══ SUPPLIED RECORDS
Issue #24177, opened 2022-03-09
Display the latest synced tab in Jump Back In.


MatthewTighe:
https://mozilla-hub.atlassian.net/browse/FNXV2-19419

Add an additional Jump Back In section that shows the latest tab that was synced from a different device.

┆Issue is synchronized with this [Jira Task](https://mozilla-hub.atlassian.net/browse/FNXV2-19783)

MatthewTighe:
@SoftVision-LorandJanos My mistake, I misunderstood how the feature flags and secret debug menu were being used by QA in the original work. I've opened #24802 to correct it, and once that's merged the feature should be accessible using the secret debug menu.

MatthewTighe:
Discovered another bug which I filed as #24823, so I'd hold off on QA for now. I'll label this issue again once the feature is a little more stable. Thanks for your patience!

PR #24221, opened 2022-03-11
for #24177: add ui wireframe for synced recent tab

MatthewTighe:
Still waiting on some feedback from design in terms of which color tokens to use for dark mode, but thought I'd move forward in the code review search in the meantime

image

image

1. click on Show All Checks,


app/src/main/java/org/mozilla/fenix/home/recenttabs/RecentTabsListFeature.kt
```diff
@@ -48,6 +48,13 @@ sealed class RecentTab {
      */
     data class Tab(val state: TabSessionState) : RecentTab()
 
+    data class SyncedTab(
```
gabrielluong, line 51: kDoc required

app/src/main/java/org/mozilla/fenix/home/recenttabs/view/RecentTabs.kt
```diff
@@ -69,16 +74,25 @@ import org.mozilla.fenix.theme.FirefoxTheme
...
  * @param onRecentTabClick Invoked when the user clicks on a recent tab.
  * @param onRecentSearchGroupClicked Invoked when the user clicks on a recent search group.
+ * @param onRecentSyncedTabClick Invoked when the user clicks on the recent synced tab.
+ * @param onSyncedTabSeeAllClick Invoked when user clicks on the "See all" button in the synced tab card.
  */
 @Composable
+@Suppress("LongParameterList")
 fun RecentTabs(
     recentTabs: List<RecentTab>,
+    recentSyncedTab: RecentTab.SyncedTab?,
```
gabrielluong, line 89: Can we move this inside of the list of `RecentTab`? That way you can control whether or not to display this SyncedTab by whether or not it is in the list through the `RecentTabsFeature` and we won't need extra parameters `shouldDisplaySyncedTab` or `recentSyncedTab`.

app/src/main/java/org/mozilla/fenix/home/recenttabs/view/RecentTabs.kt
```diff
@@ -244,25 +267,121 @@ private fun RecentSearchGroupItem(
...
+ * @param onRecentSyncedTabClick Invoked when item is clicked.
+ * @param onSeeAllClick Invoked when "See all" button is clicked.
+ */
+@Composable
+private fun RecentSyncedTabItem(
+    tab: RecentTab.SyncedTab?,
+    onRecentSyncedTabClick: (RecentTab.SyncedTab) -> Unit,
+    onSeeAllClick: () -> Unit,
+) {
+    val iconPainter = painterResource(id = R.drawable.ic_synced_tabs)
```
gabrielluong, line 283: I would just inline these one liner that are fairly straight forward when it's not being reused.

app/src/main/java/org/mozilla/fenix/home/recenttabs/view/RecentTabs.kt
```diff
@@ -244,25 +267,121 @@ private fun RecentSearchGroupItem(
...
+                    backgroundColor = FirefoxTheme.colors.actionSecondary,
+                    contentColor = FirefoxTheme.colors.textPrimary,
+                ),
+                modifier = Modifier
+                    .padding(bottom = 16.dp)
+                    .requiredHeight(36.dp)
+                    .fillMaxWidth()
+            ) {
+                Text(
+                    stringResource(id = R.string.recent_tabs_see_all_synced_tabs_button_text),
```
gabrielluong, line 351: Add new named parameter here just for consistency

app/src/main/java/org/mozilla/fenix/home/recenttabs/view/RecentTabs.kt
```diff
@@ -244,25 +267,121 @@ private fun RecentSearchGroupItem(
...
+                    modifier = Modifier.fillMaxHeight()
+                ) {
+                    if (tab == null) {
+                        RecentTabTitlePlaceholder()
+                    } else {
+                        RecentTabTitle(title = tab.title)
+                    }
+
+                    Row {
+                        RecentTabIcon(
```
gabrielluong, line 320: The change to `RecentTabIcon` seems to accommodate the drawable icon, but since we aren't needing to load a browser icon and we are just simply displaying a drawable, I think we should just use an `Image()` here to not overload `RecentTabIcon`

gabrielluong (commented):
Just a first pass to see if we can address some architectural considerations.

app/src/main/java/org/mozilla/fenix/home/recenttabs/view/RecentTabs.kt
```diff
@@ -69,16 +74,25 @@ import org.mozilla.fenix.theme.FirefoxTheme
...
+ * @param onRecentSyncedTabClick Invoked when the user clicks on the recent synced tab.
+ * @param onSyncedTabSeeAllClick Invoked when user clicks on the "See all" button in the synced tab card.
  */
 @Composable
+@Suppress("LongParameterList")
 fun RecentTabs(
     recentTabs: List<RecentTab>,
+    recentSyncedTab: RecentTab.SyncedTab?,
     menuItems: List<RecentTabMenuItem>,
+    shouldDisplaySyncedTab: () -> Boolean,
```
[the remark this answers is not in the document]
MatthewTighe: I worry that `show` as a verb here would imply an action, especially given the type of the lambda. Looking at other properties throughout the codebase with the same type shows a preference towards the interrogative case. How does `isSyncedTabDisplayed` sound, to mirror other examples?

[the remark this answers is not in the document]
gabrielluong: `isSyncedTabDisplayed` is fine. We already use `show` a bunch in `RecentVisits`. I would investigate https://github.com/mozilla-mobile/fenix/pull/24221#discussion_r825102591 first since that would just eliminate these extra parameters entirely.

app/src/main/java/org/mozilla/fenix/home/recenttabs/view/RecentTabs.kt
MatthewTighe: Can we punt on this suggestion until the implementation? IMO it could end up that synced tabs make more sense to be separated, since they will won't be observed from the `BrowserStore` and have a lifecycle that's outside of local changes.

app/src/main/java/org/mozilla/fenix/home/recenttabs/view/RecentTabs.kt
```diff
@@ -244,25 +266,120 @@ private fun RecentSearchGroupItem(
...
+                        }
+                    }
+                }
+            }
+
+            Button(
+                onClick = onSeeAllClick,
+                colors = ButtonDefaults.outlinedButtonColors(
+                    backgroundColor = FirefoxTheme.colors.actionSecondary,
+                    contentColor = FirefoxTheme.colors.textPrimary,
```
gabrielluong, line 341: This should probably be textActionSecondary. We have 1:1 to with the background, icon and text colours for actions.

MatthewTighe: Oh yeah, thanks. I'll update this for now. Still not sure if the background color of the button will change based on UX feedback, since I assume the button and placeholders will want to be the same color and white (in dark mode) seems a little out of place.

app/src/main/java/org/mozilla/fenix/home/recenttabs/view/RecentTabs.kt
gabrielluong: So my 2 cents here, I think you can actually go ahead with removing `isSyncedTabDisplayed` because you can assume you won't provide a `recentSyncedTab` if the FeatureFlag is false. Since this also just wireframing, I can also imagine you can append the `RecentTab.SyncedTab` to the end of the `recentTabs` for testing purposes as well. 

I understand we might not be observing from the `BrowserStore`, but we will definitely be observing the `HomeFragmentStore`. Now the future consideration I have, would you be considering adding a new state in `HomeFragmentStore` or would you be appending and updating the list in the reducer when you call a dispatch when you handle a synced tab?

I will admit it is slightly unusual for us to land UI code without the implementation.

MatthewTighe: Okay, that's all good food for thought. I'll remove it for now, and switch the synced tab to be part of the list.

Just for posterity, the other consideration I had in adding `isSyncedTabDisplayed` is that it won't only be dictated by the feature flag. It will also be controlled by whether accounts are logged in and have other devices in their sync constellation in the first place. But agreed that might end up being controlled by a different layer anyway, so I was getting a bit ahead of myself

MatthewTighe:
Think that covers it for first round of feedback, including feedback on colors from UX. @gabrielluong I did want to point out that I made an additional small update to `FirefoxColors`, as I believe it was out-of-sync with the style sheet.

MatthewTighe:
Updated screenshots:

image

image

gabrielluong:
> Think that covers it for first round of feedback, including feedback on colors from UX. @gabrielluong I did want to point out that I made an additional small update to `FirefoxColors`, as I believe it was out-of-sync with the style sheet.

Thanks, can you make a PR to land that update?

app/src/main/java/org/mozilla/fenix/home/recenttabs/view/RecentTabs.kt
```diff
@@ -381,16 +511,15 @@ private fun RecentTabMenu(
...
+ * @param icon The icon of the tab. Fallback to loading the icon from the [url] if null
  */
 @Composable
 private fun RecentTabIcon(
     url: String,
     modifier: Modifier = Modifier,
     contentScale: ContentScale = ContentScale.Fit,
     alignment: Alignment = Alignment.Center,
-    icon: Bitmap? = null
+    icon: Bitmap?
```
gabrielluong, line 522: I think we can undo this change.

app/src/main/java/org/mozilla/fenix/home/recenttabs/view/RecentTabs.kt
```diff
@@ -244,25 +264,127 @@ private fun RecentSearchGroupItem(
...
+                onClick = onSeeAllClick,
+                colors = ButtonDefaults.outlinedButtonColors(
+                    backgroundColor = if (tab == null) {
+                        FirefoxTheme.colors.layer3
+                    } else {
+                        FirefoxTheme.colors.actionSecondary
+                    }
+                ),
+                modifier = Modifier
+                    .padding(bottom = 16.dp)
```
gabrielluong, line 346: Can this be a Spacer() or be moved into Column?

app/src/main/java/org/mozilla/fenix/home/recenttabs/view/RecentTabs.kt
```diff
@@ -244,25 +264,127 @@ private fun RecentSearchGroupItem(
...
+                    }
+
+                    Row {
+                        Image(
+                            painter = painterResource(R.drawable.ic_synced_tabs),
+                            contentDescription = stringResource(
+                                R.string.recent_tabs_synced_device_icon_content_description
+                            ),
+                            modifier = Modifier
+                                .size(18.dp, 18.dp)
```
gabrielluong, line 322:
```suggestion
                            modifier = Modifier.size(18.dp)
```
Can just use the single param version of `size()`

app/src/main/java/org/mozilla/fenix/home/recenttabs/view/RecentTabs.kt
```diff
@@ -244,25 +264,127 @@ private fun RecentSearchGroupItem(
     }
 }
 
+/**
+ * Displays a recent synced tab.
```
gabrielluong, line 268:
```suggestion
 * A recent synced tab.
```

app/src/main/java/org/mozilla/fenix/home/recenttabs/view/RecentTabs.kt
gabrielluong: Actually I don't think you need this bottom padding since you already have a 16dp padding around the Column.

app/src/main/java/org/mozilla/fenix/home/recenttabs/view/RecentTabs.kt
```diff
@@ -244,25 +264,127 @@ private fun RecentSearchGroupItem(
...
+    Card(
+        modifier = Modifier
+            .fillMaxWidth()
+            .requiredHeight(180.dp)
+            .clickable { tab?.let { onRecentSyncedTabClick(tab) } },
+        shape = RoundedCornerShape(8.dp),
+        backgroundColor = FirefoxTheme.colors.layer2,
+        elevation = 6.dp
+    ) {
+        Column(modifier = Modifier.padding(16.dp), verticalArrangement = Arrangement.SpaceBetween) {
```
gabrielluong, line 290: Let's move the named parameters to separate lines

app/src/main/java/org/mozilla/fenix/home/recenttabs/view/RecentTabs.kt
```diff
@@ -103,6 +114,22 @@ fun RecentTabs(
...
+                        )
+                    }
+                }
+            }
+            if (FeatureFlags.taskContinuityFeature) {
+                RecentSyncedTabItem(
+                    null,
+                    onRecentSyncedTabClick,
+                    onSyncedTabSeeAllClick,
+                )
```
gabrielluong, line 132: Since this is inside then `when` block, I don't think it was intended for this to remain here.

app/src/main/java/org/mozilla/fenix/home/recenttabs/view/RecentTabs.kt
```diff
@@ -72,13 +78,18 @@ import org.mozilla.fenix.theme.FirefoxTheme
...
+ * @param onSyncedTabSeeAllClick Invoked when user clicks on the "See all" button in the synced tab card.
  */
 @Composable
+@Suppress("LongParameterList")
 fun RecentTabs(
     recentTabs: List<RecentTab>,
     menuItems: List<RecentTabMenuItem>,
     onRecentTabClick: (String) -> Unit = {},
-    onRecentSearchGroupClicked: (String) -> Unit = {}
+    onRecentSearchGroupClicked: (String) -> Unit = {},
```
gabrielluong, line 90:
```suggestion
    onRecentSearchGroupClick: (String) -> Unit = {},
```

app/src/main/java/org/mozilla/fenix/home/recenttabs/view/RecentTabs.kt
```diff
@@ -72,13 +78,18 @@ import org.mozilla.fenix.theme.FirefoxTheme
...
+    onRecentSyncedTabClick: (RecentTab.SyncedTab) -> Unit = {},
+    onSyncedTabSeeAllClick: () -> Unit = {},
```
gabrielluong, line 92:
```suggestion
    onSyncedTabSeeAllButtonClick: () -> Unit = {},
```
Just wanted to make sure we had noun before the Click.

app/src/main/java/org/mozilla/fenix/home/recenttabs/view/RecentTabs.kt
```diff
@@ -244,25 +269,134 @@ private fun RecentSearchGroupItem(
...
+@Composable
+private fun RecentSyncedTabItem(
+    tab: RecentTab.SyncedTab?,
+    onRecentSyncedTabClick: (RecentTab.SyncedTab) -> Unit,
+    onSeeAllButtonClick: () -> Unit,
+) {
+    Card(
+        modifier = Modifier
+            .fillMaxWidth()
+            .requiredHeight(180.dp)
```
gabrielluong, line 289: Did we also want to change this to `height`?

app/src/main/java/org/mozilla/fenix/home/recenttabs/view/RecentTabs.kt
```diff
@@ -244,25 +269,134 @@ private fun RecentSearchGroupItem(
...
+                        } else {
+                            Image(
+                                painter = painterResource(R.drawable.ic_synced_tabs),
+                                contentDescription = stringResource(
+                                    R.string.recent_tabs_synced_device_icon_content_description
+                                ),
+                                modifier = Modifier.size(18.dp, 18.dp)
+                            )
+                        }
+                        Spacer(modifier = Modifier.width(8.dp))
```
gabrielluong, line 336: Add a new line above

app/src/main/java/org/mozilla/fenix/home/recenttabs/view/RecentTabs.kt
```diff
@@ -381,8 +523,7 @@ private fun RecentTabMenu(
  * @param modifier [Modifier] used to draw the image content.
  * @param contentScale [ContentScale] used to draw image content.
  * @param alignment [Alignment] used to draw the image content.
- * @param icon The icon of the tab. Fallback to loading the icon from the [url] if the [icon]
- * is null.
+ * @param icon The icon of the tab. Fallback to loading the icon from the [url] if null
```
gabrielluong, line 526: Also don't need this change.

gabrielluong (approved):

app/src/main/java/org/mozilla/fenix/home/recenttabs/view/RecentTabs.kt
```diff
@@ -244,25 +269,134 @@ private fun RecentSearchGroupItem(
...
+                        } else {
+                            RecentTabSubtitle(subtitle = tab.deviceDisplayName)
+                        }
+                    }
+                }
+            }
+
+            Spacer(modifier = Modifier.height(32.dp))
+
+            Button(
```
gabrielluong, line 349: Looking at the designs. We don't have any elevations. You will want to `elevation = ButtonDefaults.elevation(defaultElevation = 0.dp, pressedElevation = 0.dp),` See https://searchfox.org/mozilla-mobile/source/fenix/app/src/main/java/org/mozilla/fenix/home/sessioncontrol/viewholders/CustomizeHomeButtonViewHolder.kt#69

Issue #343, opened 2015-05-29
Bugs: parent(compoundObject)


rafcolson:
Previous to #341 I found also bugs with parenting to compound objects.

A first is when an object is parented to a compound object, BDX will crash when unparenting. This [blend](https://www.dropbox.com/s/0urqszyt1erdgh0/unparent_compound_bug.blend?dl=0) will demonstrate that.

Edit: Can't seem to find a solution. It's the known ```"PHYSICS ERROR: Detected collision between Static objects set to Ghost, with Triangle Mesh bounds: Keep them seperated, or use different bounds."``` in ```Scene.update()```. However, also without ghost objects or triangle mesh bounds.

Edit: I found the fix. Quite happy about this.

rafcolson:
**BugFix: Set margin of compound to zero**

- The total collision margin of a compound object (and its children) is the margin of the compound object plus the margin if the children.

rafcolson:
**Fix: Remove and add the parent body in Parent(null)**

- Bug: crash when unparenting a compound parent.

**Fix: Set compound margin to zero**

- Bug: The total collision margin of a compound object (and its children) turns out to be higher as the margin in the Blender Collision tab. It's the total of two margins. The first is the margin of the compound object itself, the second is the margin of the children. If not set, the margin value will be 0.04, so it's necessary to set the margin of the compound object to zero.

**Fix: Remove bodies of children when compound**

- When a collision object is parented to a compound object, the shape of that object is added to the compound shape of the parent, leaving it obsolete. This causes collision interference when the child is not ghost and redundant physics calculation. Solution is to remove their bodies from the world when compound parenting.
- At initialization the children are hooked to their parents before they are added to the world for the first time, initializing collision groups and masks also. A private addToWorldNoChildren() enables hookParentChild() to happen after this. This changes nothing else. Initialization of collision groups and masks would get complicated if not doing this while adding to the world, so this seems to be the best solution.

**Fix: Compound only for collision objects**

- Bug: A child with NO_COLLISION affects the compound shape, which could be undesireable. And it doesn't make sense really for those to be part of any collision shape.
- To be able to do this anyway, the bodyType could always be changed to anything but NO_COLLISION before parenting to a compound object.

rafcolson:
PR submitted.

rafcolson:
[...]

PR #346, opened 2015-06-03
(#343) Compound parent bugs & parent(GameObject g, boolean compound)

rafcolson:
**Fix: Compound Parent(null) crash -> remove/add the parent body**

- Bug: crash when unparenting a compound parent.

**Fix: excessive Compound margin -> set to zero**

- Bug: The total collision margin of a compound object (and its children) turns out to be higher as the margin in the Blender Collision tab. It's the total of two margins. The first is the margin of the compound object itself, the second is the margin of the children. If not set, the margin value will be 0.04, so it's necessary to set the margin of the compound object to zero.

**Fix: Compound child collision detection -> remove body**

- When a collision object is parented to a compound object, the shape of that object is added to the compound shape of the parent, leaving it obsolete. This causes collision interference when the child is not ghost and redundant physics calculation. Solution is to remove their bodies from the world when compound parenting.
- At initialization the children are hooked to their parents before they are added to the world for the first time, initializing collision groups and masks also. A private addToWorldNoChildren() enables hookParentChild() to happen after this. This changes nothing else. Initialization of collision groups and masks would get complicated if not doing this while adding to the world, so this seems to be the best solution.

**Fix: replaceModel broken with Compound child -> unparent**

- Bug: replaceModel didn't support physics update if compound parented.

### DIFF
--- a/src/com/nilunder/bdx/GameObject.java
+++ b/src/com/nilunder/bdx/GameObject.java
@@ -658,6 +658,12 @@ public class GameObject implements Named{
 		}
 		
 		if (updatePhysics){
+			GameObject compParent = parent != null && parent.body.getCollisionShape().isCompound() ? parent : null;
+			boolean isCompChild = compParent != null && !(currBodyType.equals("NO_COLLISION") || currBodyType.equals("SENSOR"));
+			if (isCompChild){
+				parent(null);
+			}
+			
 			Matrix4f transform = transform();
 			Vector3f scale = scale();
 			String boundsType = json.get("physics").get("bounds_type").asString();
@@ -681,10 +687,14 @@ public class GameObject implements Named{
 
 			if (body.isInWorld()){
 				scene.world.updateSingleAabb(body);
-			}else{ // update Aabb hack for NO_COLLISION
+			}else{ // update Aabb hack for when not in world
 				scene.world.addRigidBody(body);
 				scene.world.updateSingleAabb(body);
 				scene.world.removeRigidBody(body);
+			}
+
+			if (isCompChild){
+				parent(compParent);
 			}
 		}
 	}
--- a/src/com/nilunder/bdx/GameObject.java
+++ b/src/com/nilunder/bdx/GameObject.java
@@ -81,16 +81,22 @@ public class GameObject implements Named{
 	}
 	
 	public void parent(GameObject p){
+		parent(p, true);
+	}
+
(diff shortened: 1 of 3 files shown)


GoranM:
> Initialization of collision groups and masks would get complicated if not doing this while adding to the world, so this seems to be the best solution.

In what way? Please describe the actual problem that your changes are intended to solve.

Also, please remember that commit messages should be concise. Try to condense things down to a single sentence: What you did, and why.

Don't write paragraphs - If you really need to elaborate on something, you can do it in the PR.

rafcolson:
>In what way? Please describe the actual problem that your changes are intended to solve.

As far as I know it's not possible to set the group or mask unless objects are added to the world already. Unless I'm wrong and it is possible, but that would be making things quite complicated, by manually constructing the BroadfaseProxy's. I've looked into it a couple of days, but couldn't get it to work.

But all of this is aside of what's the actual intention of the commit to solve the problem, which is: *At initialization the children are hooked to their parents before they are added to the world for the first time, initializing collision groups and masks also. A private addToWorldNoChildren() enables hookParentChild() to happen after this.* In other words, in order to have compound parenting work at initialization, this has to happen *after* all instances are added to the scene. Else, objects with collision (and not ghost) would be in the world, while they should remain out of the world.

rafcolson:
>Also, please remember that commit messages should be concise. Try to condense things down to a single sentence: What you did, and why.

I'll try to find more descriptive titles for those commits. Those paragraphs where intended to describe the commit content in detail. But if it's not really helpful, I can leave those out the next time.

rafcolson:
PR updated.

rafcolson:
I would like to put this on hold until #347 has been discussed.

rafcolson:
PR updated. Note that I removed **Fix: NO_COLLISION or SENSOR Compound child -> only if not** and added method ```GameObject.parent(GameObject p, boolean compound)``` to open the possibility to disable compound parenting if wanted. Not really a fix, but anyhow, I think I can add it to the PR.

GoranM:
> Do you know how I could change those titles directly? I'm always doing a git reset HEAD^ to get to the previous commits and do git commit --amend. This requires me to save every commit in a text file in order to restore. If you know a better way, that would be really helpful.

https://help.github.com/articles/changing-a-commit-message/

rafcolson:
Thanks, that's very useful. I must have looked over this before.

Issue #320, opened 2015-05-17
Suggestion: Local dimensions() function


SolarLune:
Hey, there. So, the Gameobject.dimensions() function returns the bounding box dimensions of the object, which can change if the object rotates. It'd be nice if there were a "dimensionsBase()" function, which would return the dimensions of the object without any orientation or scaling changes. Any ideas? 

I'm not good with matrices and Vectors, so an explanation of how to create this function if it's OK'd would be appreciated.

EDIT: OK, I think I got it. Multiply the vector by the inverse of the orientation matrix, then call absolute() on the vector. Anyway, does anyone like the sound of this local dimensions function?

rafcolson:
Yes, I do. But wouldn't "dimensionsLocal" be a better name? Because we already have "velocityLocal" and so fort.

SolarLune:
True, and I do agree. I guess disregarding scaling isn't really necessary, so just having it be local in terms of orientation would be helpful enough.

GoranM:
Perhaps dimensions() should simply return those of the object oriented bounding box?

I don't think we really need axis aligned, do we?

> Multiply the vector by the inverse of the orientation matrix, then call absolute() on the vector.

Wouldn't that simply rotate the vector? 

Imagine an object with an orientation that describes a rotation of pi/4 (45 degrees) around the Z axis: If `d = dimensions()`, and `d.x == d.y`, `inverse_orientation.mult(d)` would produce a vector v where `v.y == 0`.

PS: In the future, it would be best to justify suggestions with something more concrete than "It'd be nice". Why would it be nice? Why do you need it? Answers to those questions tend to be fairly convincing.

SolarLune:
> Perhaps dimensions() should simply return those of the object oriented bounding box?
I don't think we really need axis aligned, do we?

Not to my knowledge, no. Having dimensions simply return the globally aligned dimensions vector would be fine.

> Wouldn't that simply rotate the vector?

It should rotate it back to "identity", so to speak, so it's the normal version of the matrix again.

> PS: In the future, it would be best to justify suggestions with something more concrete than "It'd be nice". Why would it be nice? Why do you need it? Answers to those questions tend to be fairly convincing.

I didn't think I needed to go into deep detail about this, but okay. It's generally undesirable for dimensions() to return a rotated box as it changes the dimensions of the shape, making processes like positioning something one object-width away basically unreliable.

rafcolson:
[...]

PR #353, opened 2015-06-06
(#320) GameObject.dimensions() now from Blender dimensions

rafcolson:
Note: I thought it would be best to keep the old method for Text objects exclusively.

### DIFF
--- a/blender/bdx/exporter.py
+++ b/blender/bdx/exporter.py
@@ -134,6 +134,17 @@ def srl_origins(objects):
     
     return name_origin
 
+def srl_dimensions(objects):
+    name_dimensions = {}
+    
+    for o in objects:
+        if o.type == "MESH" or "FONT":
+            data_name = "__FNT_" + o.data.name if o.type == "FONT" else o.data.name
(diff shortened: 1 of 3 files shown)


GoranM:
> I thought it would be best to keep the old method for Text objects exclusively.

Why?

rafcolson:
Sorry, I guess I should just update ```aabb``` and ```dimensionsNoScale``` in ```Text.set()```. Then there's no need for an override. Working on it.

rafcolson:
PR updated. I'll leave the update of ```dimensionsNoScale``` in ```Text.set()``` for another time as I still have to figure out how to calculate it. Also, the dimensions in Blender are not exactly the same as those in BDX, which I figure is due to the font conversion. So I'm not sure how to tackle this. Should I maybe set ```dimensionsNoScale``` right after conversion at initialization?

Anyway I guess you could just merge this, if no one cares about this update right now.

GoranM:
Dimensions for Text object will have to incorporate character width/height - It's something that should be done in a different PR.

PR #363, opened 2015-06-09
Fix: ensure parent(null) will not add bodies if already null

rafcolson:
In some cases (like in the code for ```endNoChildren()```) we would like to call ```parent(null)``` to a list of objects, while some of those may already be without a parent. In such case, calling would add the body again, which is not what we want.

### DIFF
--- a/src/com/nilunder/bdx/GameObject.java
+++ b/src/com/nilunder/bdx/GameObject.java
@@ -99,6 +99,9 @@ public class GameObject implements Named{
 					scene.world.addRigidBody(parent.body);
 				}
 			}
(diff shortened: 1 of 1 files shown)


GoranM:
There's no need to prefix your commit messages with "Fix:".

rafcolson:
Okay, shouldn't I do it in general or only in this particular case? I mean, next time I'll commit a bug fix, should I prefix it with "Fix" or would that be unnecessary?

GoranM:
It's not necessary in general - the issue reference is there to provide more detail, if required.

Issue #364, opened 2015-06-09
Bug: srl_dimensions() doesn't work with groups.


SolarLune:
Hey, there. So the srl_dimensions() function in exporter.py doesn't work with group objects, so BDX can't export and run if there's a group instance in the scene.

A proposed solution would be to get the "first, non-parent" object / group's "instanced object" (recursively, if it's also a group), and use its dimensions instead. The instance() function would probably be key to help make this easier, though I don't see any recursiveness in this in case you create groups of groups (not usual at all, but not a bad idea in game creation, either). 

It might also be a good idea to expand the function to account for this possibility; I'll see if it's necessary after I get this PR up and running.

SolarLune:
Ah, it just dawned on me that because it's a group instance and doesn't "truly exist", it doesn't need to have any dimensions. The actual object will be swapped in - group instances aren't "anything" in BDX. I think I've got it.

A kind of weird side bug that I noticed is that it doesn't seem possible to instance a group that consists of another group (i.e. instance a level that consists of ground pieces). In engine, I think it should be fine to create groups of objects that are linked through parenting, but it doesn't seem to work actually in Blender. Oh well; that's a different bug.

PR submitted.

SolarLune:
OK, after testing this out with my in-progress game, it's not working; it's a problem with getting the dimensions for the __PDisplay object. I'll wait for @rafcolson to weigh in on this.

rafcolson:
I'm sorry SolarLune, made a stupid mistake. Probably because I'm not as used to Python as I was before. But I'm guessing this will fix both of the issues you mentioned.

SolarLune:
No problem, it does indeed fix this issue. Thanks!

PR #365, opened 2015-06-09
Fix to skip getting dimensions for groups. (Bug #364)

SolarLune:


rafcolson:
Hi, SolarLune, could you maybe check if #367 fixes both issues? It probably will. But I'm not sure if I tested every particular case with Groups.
════
◆ **WHAT YOU SHOULD DO**
Exactly as they appear above, output the lines of the data from the first through the one that contains "Discovered another bug", and only those lines.

◆ **PROBLEM SOLUTION**
Issue #24177, opened 2022-03-09
Display the latest synced tab in Jump Back In.


MatthewTighe:
https://mozilla-hub.atlassian.net/browse/FNXV2-19419

Add an additional Jump Back In section that shows the latest tab that was synced from a different device.

┆Issue is synchronized with this [Jira Task](https://mozilla-hub.atlassian.net/browse/FNXV2-19783)

MatthewTighe:
@SoftVision-LorandJanos My mistake, I misunderstood how the feature flags and secret debug menu were being used by QA in the original work. I've opened #24802 to correct it, and once that's merged the feature should be accessible using the secret debug menu.

MatthewTighe:
Discovered another bug which I filed as #24823, so I'd hold off on QA for now. I'll label this issue again once the feature is a little more stable. Thanks for your patience!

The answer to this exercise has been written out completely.